PR #18633, opened 2024-06-13
chore: enable gocritic linter

mmorel-35:
enables and fixes gocritic linter issues.

!!! Several of the rules have been disabled to reduce the size of the PR

### DIFF
--- a/pkg/apis/application/v1alpha1/generated.proto
+++ b/pkg/apis/application/v1alpha1/generated.proto
@@ -729,11 +729,11 @@ message Cluster {
   // Config holds cluster information for connecting to a cluster
   optional ClusterConfig config = 3;
 
-  // DEPRECATED: use Info.ConnectionState field instead.
+  // Deprecated: use Info.ConnectionState field instead.
   // ConnectionState contains information about cluster connection state
   optional ConnectionState connectionState = 4;
 
-  // DEPRECATED: use Info.ServerVersion field instead.
+  // Deprecated: use Info.ServerVersion field instead.
   // The server version
   optional string serverVersion = 5;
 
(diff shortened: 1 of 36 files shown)


server/server.go
```diff
@@ -159,7 +159,7 @@ func init() {
 	maxConcurrentLoginRequestsCount = env.ParseNumFromEnv(maxConcurrentLoginRequestsCountEnv, maxConcurrentLoginRequestsCount, 0, math.MaxInt32)
 	replicasCount = env.ParseNumFromEnv(replicasCountEnv, replicasCount, 0, math.MaxInt32)
 	if replicasCount > 0 {
-		maxConcurrentLoginRequestsCount = maxConcurrentLoginRequestsCount / replicasCount
+		maxConcurrentLoginRequestsCount /= replicasCount
```
crenshaw-dev, line 162: Could we disable `assignOp` and add a comment that it's intentionally disabled for readability? It might just be me, but I find this to be quite a bit less readable.

crenshaw-dev (changes requested):
Requested to disable one checker, otherwise looks awesome!

pkg/apis/application/v1alpha1/generated.proto
```diff
@@ -729,11 +729,11 @@ message Cluster {
   // Config holds cluster information for connecting to a cluster
   optional ClusterConfig config = 3;
 
-  // DEPRECATED: use Info.ConnectionState field instead.
```
crenshaw-dev, line 732: I think we'll have to ignore these generated files to avoid codegen failures.

crenshaw-dev (changes requested):

crenshaw-dev (approved):

Issue #17564, opened 2024-03-18
[Enhancement Proposal] First Class OCI Support


sabre1041:
# Summary

Currently, Argo CD supports obtaining manifests from either a Git repository, a Helm chart repository, or a Helm chart stored within an OCI registry. Given that OCI registries are more frequently being used to store content aside from container images, introduce a mechanism for storing and retrieving manifests that can be used by any of the existing supported tools in any of the supported methods of representing assets that are to be applied to a Kubernetes environment.

# Motivation

Implementation of the [Native OCI Support proposal](https://github.com/argoproj/argo-cd/blob/master/docs/proposals/native-oci-support.md).

# Proposal

### Define baseline primitives

Prior to the implementation of this proposal, several baseline primitives need to be discussed and agreed upon.

1. **Tooling for managing OCI Content**
[ORAS (OCI Registry as Storage)](https://oras.land/) is a CLI tool and library for managing arbitrary content in OCI registries. Not only does it contain the features necessary for implementing OCI support in Argo CD, it is already being used both in several other Open Source projects, including Helm as well as Argo CD itself.
.
[ORAS/Argo CD Integration](https://docs.google.com/document/d/1Y2Qo-9O0svik7hji-p8qySJaZzw8la9E7_InbvvAKfI) 
.
2. **Packaging Format**
To enable maximum compatibility with the existing features of Argo CD, content stored within OCI artifacts should be in a format representable as to current methods for managing content. The result is a gzipped compressed tar archive containing resources that can be utilized by any of the [supported tools](https://argo-cd.readthedocs.io/en/stable/user-guide/application_sources/) in Argo CD..  

3. **OCI Attributes**
The Open Container Initiative makes extensive use of Media Types in order to describe content and how they should be managed. The OCI Image Specification (image-spec) provides [guidelines](https://github.com/opencontainers/image-spec/blob/main/manifest.md#guidelines-for-artifact-usage) for how Artifacts should be organized and described.
.
Given that the goal of this effort is to provide first class support for OCI content, two (2) new OCI Media Types will be introduced:
* `application/vnd.cncf.argoproj.argocd.content.v1.tar+gzip` - Primary asset stored within the OCI artifact containing a gzip compressed tar archive of Argo CD resources. Further details are outlined in the prior section.
* `application/vnd.cncf.argoproj.argocd.config.v1+json` - An [OCI Image Configuration](https://specs.opencontainers.org/image-spec/config/)

### Task Breakdown

[...]

PR #18646, opened 2024-06-13
feat: oci support (Beta)

blakepettersson:
This is a WIP for OCI support in Argo CD. This is the implementation PR for the proposal in #17564.

Checklist:


christianh814 (approved):

christianh814 (approved):

util/oci/client.go
```diff
@@ -0,0 +1,302 @@
...
+	}
+
+	client := &http.Client{Transport: &http.Transport{
+		Proxy:             proxy.GetCallback(proxyUrl),
+		TLSClientConfig:   tlsConf,
+		DisableKeepAlives: true,
+	}}
+	repo.Client = &auth.Client{
+		Client: client,
+		Cache:  nil,
```
Wwwsylvia, line 112: Using [`auth.NewCache()`](https://pkg.go.dev/oras.land/oras-go/v2@v2.5.0/registry/remote/auth#NewCache) here can help to reduce the number of authentication requests.

util/oci/client.go
```diff
@@ -0,0 +1,302 @@
...
+}
+
+func (c *nativeOciClient) TestRepo(ctx context.Context) (bool, error) {
+	err := c.repo.Tags(ctx, "", func(tags []string) error {
+		return nil
+	})
+	return err == nil, err
+}
+
+func (c *nativeOciClient) Extract(ctx context.Context, revision string, project string, manifestMaxExtractedSize int64, disableManifestMaxExtractedSize bool) (string, argoio.Closer, error) {
```
ishitasequeira, line 150: @blakepettersson , do we need `manifestMaxExtractedSize int64, disableManifestMaxExtractedSize bool`?

util/oci/client.go
```diff
@@ -0,0 +1,302 @@
...
+	if err != nil {
+		return "", nil, err
+	}
+
+	if !exists {
+		_, err = oras.Copy(ctx, c.repo, revision, fs, revision, oras.DefaultCopyOptions)
+		if err != nil {
+			return "", nil, err
+		}
+	}
```
ishitasequeira, line 174: Do we have a better way like a checkout functionality as part of the `oras-go` than manually performing the file exists check here? If not, does it make sense to add it?

Also, maybe should we use https://pkg.go.dev/oras.land/oras-go/v2@v2.5.0/registry/remote#Repository.Fetch instead of `Copy`?

@blakepettersson @Wwwsylvia

ishitasequeira (commented):
@blakepettersson , The overall code on the PR looks good so far. This is an amazing start to the feature. I have not tested stuff yet though.

One thing we might need to look into is how can we reduce the number of calls to OCI repositories like adding some caching for resolve revision and extract calls. Something what we already do for git ls-remote calls. But this can be a future enhancement.

util/oci/client.go
blakepettersson: Currently no - but for Helm there was a CVE (GHSA-g687-f2gx-6wm8), which didn't have any upper bound on the size of the extracted files. Ideally there should be something similar for OCI as well; I presume there is a built in way in ORAS for us to limit the max size of the downloaded manifests, but I haven't looked at what that could be yet.

Wwwsylvia: Can someone help me to understand the expected behavior of "Extracting"? By performing extracting, do we want to download just artifact files, or both the manifest and the files?

> I presume there is a built in way in ORAS for us to limit the max size of the downloaded manifests
Do we want the limit the max size of the manifest downloaded to disk, or in memory?

util/oci/client.go
Wwwsylvia: Dumb question: is `cachedPath` expected be a path to a file or a directory?

The parameter of [`file.New()`](https://pkg.go.dev/oras.land/oras-go/v2@v2.5.0/content/file#New) is supposed to be directory.
When the artifact is copied to `fs`, the layers with the `org.opencontainers.image.title` annotation will be created in the file system, while layers without this annotation will be preserved in the memory. If the file already exists in the file system it will be overwritten, unless `DisableOverwrite` is set.

util/oci/client.go
blakepettersson: > By performing extracting, do we want to download just artifact files, or both the manifest and the files?

At this time it would only be the files.

>  Do we want the limit the max size of the manifest downloaded to disk, or in memory?

I was thinking of to disk, but if it is required also to memory.

util/oci/client.go
blakepettersson: > Dumb question: is `cachedPath` expected be a path to a file or a directory?

Originally I intended this to be a directory, but my current thinking is that this should now be a tar file of the OCI store contents. The reason for this is that due to the directory permissions of its parent, `os.RemoveAll` doesn't actually work when removing a directory in the repo-server cache dir (but works fine when deleting a file :shrug:). 

My current idea is basically this:

1. On the first download, download the content and save it as a tar file in `cachedPath`. This file would not be touched again unless the repository cache gets hard refreshed (a hard refresh will delete the tar file so it gets downloaded again from the remote store). 
2. Afterwards (and for all subsequent extractions of a given digest), initialize a new OCI store using `oci.NewFromTar` from `cachedPath`.
3. Extract the manifest content from the local OCI store to a temp dir. This is what the repo-server would use to generate the manifests, which will ultimately be cached until the next refresh (by default 12h or if a user initiates a hard refresh).

> Repository.Fetch is for getting the manifest content 

I only want the content, so that suits me just fine.

util/oci/client.go
blakepettersson: I want to avoid the [situation](https://github.com/argoproj/argo-cd/pull/12554#issuecomment-1517462176) which happened in #12554, where using the default cache led to ECR repos failing after 12h. 

Ideally, this should only connect to a remote repo only 12h or so anyway, due to how the repo-server caches artifacts (we will need to ensure that is actually the case in this PR).

Wwwsylvia: > where using the default cache led to ECR repos failing after 12h.

Oh from [this comment](https://github.com/argoproj/argo-cd/pull/12554#issuecomment-1473654165) is looks like the error was a `403`, interesting. If the returned error is a `401`, `oras-go` should be able to refresh the token using the provided credentials.

Another note: `auth.DefaultCache` is shared across the process, while `auth.NewCache()` creates a new cache instance.

Anyway, we can leave it as `nil` here if we have concerns. We can come back to improve it if there is performance issue in the future.

util/oci/client.go
Wwwsylvia: If the manifest wouldn't be downloaded, we just need to limit its size in memory. The default copy options have a 4-MB limit on manifest size. See [`CopyGraphOptions.MaxMetadataBytes`](https://pkg.go.dev/oras.land/oras-go/v2@v2.5.0#CopyGraphOptions).

util/oci/client.go
Wwwsylvia: Sorry I don't have much context on `Extract`, what's the purpose of it? Is it just for caching?

> My current idea is basically this:
> 1. On the first download, download the OCI content and save it as a tar file in cachedPath. This file would not be touched again unless the repository cache gets hard refreshed (a hard refresh will delete the tar file so it gets downloaded again from the remote store).
> 2. Afterwards (and for all subsequent extractions of a given digest), initialize a new OCI store using oci.NewFromTar from cachedPath.
> 3. Extract the manifest content from the local OCI store to a temp dir. This is what the repo-server would use to generate the manifests, which will ultimately be cached until the next refresh (by default 12h or until a user initiates a hard refresh).

For step 3, what does it mean by "extract the manifest content to a temp dir"? In what format would the manifest be present in the temp dir? Like what would be the file name? How about the config and the layers? And for "which will ultimately be cached", is the cache refers to server cache?

Wwwsylvia: It sounds like we want to do something like this?

```go
// 1. On the first download, download the OCI content and save it as a tar file
ociDir, err := oci.New(cachedPath)
tarball, err := tarDirectory(cachedPath)

// 2. Afterwards (and for all subsequent extractions of a given digest), initialize a new OCI store using oci.NewFromTar from cachedPath.
readonlyOCI, err = oci.NewFromTar(cachedPath)

// 3. Extract the manifest content from the local OCI store to a temp dir. 
tempDir := getTempDir()
fs, err := file.New(tempDir)
// copy the whole artifact
desc, err := oras.Copy(ctx, readonlyOCI, "mytag", fs, "mytag", oras.DefaultCopyOptions)
```

Wwwsylvia: > I would like to get the files which are meant to be used for syncing to a cluster. I can get those easily with oras pull. This would mean I would need to use Copy right? Otherwise, how does it work with Repository.Fetch?

Yes. `oras pull` is equivalent to 
```go
fs, err := file.New(workingDir)
desc, err := oras.Copy(ctx, repo, "mytag", fs, "mytag", oras.DefaultCopyOptions)
```
and `oras pull --oci-layout` is equivalent to

```go
ociStore, err := oci.New(workingDir)
desc, err := oras.Copy(ctx, repo, "mytag", ociStore, "mytag", oras.DefaultCopyOptions)
```

`Repository.Fetch` is for fetching a manifest/blob itself, it can be used if we want to print out the manifest content, etc.

blakepettersson: >It sounds like we want to do something like this?

I believe that's exactly what I'm looking for - I just added a new commit which pretty much does just that.

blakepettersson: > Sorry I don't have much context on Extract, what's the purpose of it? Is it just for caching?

◇ ◇ ◇ ◇ ◇

__WORK REQUIRED__. The answer must consist solely of the lines from the first line of the data to the line holding "(diff shortened: 1 of 36 files shown)", each given again exactly.

__FINAL ANSWER__.
PR #18633, opened 2024-06-13
chore: enable gocritic linter

mmorel-35:
enables and fixes gocritic linter issues.

!!! Several of the rules have been disabled to reduce the size of the PR

### DIFF
--- a/pkg/apis/application/v1alpha1/generated.proto
+++ b/pkg/apis/application/v1alpha1/generated.proto
@@ -729,11 +729,11 @@ message Cluster {
   // Config holds cluster information for connecting to a cluster
   optional ClusterConfig config = 3;
 
-  // DEPRECATED: use Info.ConnectionState field instead.
+  // Deprecated: use Info.ConnectionState field instead.
   // ConnectionState contains information about cluster connection state
   optional ConnectionState connectionState = 4;
 
-  // DEPRECATED: use Info.ServerVersion field instead.
+  // Deprecated: use Info.ServerVersion field instead.
   // The server version
   optional string serverVersion = 5;
 
(diff shortened: 1 of 36 files shown)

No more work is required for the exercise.